• Activity:
The required output consists solely of the lines from the line containing "This PR does" through the end of the records, copied exactly.

Dataset entries
————

PR #622, opened 2022-06-23
Improve VSC7448 control

mkeeter:
This PR does a bunch of things:

- Renames the `vsc7448` task to `monorail-server`
- Adds an Idolatry API and `ServerImpl` to that task, removing the old main loop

————

• Exercise output:
This PR does a bunch of things:

- Renames the `vsc7448` task to `monorail-server`
- Adds an Idolatry API and `ServerImpl` to that task, removing the old main loop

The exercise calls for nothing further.